Every healing journey looks different, but these are the most important aspects to remember:
- Self-Reflection and Awareness: Begin by reflecting on your experiences and recognizing the impact of abuse and manipulation on your life. Acknowledge your feelings and validate your experiences, understanding that healing starts with self-awareness.
- Seeking Support: Reach out to trusted friends, family members, or mental health professionals for support and guidance. Surround yourself with individuals who validate your experiences and provide a safe space for you to heal.
- Learning Self-Care: Prioritize your well-being by incorporating self-care practices into your daily routine. This may include activities such as exercise, mindfulness, journaling, or engaging in hobbies that bring you joy and relaxation.
- Setting Boundaries: Identify your boundaries and assertively communicate them to others. Practice saying no without guilt or shame, and prioritize your own needs and boundaries above the demands of others.
- Standing Up for Yourself: Develop assertiveness skills and advocate for your needs and rights in relationships and interactions. Speak up when you feel mistreated or invalidated, and assertively assert your boundaries and preferences.
- Welcome Vulnerability: Allow yourself to be vulnerable and authentic in your relationships. Open up to trusted individuals about your experiences and feelings, and allow yourself to receive support and validation without judgment.
- Letting Go of Shame: Release yourself from feelings of shame and self-blame, recognizing that you are not responsible for the abusive actions of others. Practice self-compassion and cultivate a sense of self-worth independent of external validation.
- Cutting Out Toxic Relationships: Evaluate your relationships and identify those that are toxic or harmful to your well-being. Set boundaries or, if necessary, distance yourself from individuals who perpetuate abuse or manipulation.
- Reclaiming Your Identity: Rediscover and reconnect with your authentic self, free from the constraints of abuse and manipulation. Embrace your strengths, passions, and values, and allow yourself to express who you truly are unapologetically.
- Cultivating Empowerment: Empower yourself to take control of your life and make choices that align with your values and goals. Focus on personal growth and development, and celebrate your progress and achievements along the way.

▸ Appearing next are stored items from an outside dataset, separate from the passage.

PR #5183, opened 2022-09-30
feat(certs): retrieve CA for passive MRC

jaellio:

**Description**:

**Testing done**:

**Affected area**:

2. Is this a breaking change?


pkg/certificate/conditions.go
```diff
@@ -0,0 +1,111 @@
...
+	validatingRollback v1alpha2.MeshRootCertificateConditionType = "ValidatingRollback"
+)
+
+const (
+	trueStatus    v1alpha2.MeshRootCertificateConditionStatus = "True"
+	falseStatus   v1alpha2.MeshRootCertificateConditionStatus = "False"
+	unknownStatus v1alpha2.MeshRootCertificateConditionStatus = "Unknown"
+)
+
+const (
```
keithmattix, line 26: I feel like these Reasons should probably live in the same package as the MRC resource itself

pkg/certificate/conditions.go
```diff
@@ -0,0 +1,111 @@
...
+
+	// condition type not found, append it to condition list
+	mrc.Status.Conditions = append(mrc.Status.Conditions, newCondition)
+	log.Debug().Str("mrc", namespacedMRCName(mrc)).Msgf("added new condition of type %s", conditionType)
+}
+
+func getMRCCondition(mrc *v1alpha2.MeshRootCertificate, conditionType v1alpha2.MeshRootCertificateConditionType) *v1alpha2.MeshRootCertificateCondition {
+	for _, condition := range mrc.Status.Conditions {
+		if condition.Type == conditionType {
+			return &condition
```
keithmattix, line 94: I feel like you probably don't want a pointer here since you care about the underlying value that the condition is set to at the moment, but I could be wrong /cc @steeling for his perspective

pkg/certificate/mrc_reconciler.go
```diff
@@ -170,10 +180,42 @@ func (m *Manager) updateMRCState(mrc *v1alpha2.MeshRootCertificate) error {
...
 	} else {
 		mrc.Status.TransitionAfter = &metav1.Time{Time: time.Now().Add(mrcDurationPerStage)}
+		log.Debug().Str("mrc", namespacedMRCName(mrc)).Msgf("updated MRC TransitionAfter to %s", mrc.Status.TransitionAfter)
+	}
+
+	if shouldRetrieveCA(mrc) {
+		_, _, err := m.mrcClient.GetCertIssuerForMRC(mrc)
+		if err != nil {
+			log.Error().Err(err).Str("mrc", namespacedMRCName(mrc)).Msg("failed to retrieve CA on passive MRC creation")
+			if !m.leaderMode {
```
keithmattix, line 190: Only the leader should attempt to retrieve the CA. There's not necessarily a reason for each control plane component to try and retrieve the CA (but I'm willing to be convinced)

pkg/certificate/mrc_reconciler.go
```diff
@@ -170,10 +180,42 @@ func (m *Manager) updateMRCState(mrc *v1alpha2.MeshRootCertificate) error {
...
+				return err
+			}
+
+			// CA not accepted
+			setMRCCondition(mrc, constants.MRCConditionTypeAccepted, falseStatus, errorRetrievingCAReason, "")
```
keithmattix, line 195: These messages should be set. In the case of an error, the error should be the message. Else, the message should be a more human readable description of why the condition is what it is

pkg/certificate/conditions.go
```diff
@@ -0,0 +1,111 @@
...
+		Type:    conditionType,
+		Status:  conditionStatus,
+		Reason:  string(conditionReason),
+		Message: message,
+	}
+
+	now := metav1.NewTime(time.Now())
+	newCondition.LastTransitionTime = &now
+
+	for i, condition := range mrc.Status.Conditions {
```
keithmattix, line 68: @steeling @jaellio what do you think of an optimization here? Could the certificate manager maintain a map of condition names/types -> condition struct pointers for O(1) updates? The condition slice isn't huge, but multiple `setMRCCondition` calls will result in multiple iterations over the slice

pkg/certificate/mrc_reconciler.go
```diff
@@ -212,3 +258,19 @@ func (m *Manager) setIssuers(mrc *v1alpha2.MeshRootCertificate) error {
 	}
 	return nil
 }
+
+// retryMRCUpdateOnConflict updates an MRC using the specified function with RetryOnConflict
+func (m *Manager) retryMRCUpdateOnConflict(mrc *v1alpha2.MeshRootCertificate, updateMRCFunc func(*v1alpha2.MeshRootCertificate) error) error {
+	return retry.RetryOnConflict(retry.DefaultBackoff, func() error {
```
keithmattix, line 264: Consider using `DefaultRetry` instead per [documentation](https://pkg.go.dev/k8s.io/client-go/util/retry#pkg-variables), but nice work here!

keithmattix (commented):
I just added some (unsolicited) feedback, but this looks great!

pkg/certificate/conditions.go
jaellio: Would we recreate this mapping for each MRC event?

keithmattix: No, we could store it on the certificate manager

keithmattix: Yes!

pkg/certificate/conditions.go
jaellio: pkg/apis/config/v1alpha2 contains primarily generated files. It is acceptable to add non-generated resources to this package?

pkg/certificate/mrc_reconciler.go
jaellio: Updated so that only the leader will attempt to retrieve the CA.

pkg/certificate/mrc_reconciler.go
jaellio: Updated. I might define the messages as constants with the other condition variables https://github.com/openservicemesh/osm/pull/5183#discussion_r985827964

pkg/certificate/conditions.go
jaellio: I might hold off on this optimization for a future PR.

pkg/certificate/mrc_reconciler.go
jaellio: Updated.

pkg/certificate/mrc_reconciler.go
```diff
@@ -170,10 +181,36 @@ func (m *Manager) updateMRCState(mrc *v1alpha2.MeshRootCertificate) error {
 		mrc.Status.TransitionAfter = nil
 	} else {
 		mrc.Status.TransitionAfter = &metav1.Time{Time: time.Now().Add(mrcDurationPerStage)}
+		log.Debug().Str("mrc", namespacedMRCName(mrc)).Msgf("updated MRC TransitionAfter to %s", mrc.Status.TransitionAfter)
+	}
+
+	if m.shouldRetrieveCA(mrc) {
```
jsturtevant, line 187: nit: This name was a little misleading, it is more "ensureIssuerforMRC" I think?

pkg/certificate/conditions.go
jsturtevant: Is this function only used in the tests?

pkg/certificate/conditions.go
```diff
@@ -0,0 +1,106 @@
...
+		if condition.Type == conditionType {
+			return &condition
+		}
+	}
+	return nil
+}
+
+// mrcHasCondition returns true if the given MRC has a condition matching the specified condition
+// Only the type, status, and reason are used in comparison
+func mrcHasCondition(mrc *v1alpha2.MeshRootCertificate, condition v1alpha2.MeshRootCertificateCondition) bool {
```
jsturtevant, line 97: same, is it only used in the test?

pkg/certificate/mrc_reconciler.go
```diff
@@ -57,16 +60,19 @@ func (m *Manager) handleMRCEvent(event MRCEvent) error {
 	log.Err(err).Msg("error setting issuers on mrc")
 	// TODO(5046): improve logging in this method.
 	if shouldUpdateMRCComponentStatus(mrc) {
```
jsturtevant, line 62: When the initial certificate is created, it will flow through this event three times?

pkg/certificate/mrc_reconciler.go
jaellio: Good point, I agree

pkg/certificate/conditions.go
```diff
@@ -0,0 +1,106 @@
...
+	for i, condition := range mrc.Status.Conditions {
+		if condition.Type != newCondition.Type {
+			continue
+		}
+
+		// only update transition time on status change
+		if condition.Status == newCondition.Status {
+			newCondition.LastTransitionTime = condition.LastTransitionTime
+		} else {
+			log.Debug().Str("mrc", namespacedMRCName(mrc)).Msgf("updating last transition time for condition type %s", condition.Type)
```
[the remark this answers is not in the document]
jaellio: I think the wording is correct, but it is confusing. Above in this method we set the `newCondition`'s `LastTransitionTime` to now. If the condition already exists on the MRC and the status of the `newCondition` and existing `condition` are the same, then the `LastTransitionTime` should not be updated so the `newCondition`'s `LastTransitionTime` is set to the current `LastTransitionTime`. Otherwise, the `LastTransitionTime` will be updated (even though this was already done above. I've refactored the code a bit so this will make more sense.

pkg/certificate/conditions.go
jaellio: Yes, I'll remove them and we can add them back in the future if/when needed.

cmd/osm-controller/osm-controller.go
```diff
@@ -206,8 +207,10 @@ func main() {
 	// Intitialize certificate manager/provider
 	var certManager *certificate.Manager
 	if enableMeshRootCertificate {
+		// the osm-controller is responsible for updating the condition and state of the MRC resources
+		leaderMode := true
```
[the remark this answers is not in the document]
jaellio: I think the idea is that the osm-controller (all replicas) will be responsible for updating the conditions and the osm-injectors will just receive events. All of the osm-controllers will be racing to update status but I have wrapped each update in a RetryOnConflict. Maybe there is a better name than `leaderMode` to represent this functionality?

pkg/certificate/conditions.go
```diff
@@ -0,0 +1,106 @@
...
+	errorRetrievingCAReason   = "ErrorRetrievingCA"
+
+	// ValidatingRollout type
+	passiveStateValidatingReason      = "PassiveState"
+	passivelyInUseForValidatingReason = "CertificatePassivelyInUseForValidation"
+	notAcceptedValidatingReason       = "NotAccepted"
+
+	// IssuingRollout type
+	passiveStateIssuingReason      = "PassiveState"
+	passivelyInUseForIssuingReason = "CertificatePassivelyInUseForIssuing"
```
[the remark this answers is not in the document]
jaellio: Agreed. I was trying to define a unique "PassiveState" constant for the ValidatingRollout and IssuingRollout Types and was using "Validating" and "Issuing" to distinguish between the two.

pkg/certificate/mrc_reconciler.go
jaellio: Do you mean the initial MRC on start up?

jsturtevant: something like a new mrc: `Kubectl apply -f new-mrc.yaml`

cmd/osm-controller/osm-controller.go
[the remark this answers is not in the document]
jsturtevant: ok, I'll think on it some more but I think leader isn't the right term here as it invokes leader election which is not happening there. @keithmattix thoughts?

pkg/certificate/conditions.go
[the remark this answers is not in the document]
jsturtevant: looks like this is only Used in a test?  Could kick naming down the road till it is used? I feel like I don't have enough context as to how it is used

pkg/certificate/conditions.go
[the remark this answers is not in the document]
jsturtevant: oh, yes sorry I read it wrong the first time.  thanks!

pkg/certificate/conditions.go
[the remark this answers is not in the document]
keithmattix: PassiveIntent is the reason why IssuingRollout is false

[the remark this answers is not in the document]
jsturtevant: > PassiveIntent is the reason why IssuingRollout is false

I am not sure I follow

pkg/certificate/conditions.go
```diff
@@ -0,0 +1,106 @@
...
+	ready              v1alpha2.MeshRootCertificateConditionType = "Ready"
+	accepted           v1alpha2.MeshRootCertificateConditionType = "Accepted"
+	issuingRollout     v1alpha2.MeshRootCertificateConditionType = "IssuingRollout"
+	validatingRollout  v1alpha2.MeshRootCertificateConditionType = "ValidatingRollout"
+	issuingRollback    v1alpha2.MeshRootCertificateConditionType = "IssuingRollback"
+	validatingRollback v1alpha2.MeshRootCertificateConditionType = "ValidatingRollback"
+)
+
+// MRC condition statuses
+const (
```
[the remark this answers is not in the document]
jaellio: Updated! Using corev1.ConditionStatus instead of creating a new type.

cmd/osm-controller/osm-controller.go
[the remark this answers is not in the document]
keithmattix: Yeah, I didn't put a ton of thought into naming. You're right, leader implies that only one replica is doing the writing which isn't true. Maybe `conditionWriter` is a better name

keithmattix (approved):

pkg/certificate/conditions.go
jaellio: Move condition types to v1alpha2.

pkg/apis/config/v1alpha2/meshrootcertificate.go
```diff
@@ -122,6 +122,14 @@ type TresorCASpec struct {
 // can be (Active, Passive).
 type MeshRootCertificateIntent string
 
+const (
+	// Passive is the passive option for the Intent of the MeshRootCertificate
+	Passive MeshRootCertificateIntent = "passive"
```
keithmattix, line 127: I'd prefer adding prefixes to these variables for readability. `v1alpha2.MRCIntentPassive` is a clearer variable name than `v1alpha2.Passive`

pkg/apis/config/v1alpha2/meshrootcertificate.go
```diff
@@ -142,14 +150,30 @@ const (
...
-// one of (`True`, `False`, `Unknown`).
-type MeshRootCertificateConditionStatus string
-
 // MeshRootCertificateConditionType specifies the type of the condition,
 // one of (`Ready`, `Accepted`, `IssuingRollout`, `ValidatingRollout`, `IssuingRollback`, `ValidatingRollback`).
 type MeshRootCertificateConditionType string
 
+const (
+	// Ready specifies if the MRC is in a ready state.
+	Ready MeshRootCertificateConditionType = "ready"
```
keithmattix, line 159: Same as above, perhaps `MRCConditionTypeReady`?

keithmattix (approved):
These last two comments are nits, but LGTM

pkg/certificate/conditions.go
keithmattix: Addressed in other comments

cmd/osm-controller/osm-controller.go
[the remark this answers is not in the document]
jaellio: Updated `leaderMode` to `conditionWriter`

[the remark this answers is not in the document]
keithmattix: This needs to be `conditionWriter`, no?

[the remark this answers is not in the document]
jsturtevant: What happens if one of the controllers that doesn't have a lot of work (maybe not a lot of proxies attached) is the first to report that things are ready to go?

pkg/certificate/mrc_reconciler.go
jsturtevant: If I am reading this correctly, a user creates a new MRC with `intent=passive` then then the componentstatus is set, this triggers a change firing another event, which then sets the state which then fires another event which finally sets the issuers?  Otherwise this if statement won't do anything other than set componentstatus on the first submision by the user since all these if's are nested.

It seems to me we should be able to do all that in go?

pkg/certificate/conditions.go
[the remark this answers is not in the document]
jsturtevant: ok, though `CertificatePassivelyInUseForIssuing` doesn't algin with "MRC shouldn't be used to issue new certs?".

jaellio:
Closing in favor of #5201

Remember, healing is not a linear process, and baby steps are everything. Be patient and compassionate with yourself, and honor the progress you make, no matter how small. Each step forward brings you closer to reclaiming your sense of self and living a life of authenticity, empowerment, and resilience.
As we embark on this transformative journey, guided by self-reflection, seeking support, and prioritizing self-care, we are reminded of our inherent need to belong—to be seen, heard, and valued for who we truly are. By validating our feelings and experiences, we begin to unravel the layers of shame and self-doubt that have kept us isolated and disconnected from others.
Ultimately, by honoring our inherent worthiness and deservingness of love and acceptance, we can cultivate a sense of belonging rooted in mutual understanding, empathy, and celebration of their unique qualities, paving the way for profound healing, growth, and transformation.
To those who find themselves navigating shame, trauma and CPTSD, and the quest for belonging, know this—you are worthy, you are deserving, and you are not alone. In the crucible of your struggles lies the seed of transformation, waiting to bloom into a testament of your strength and resilience. Walk your journey, for in the darkness we can discover the true extent of our light.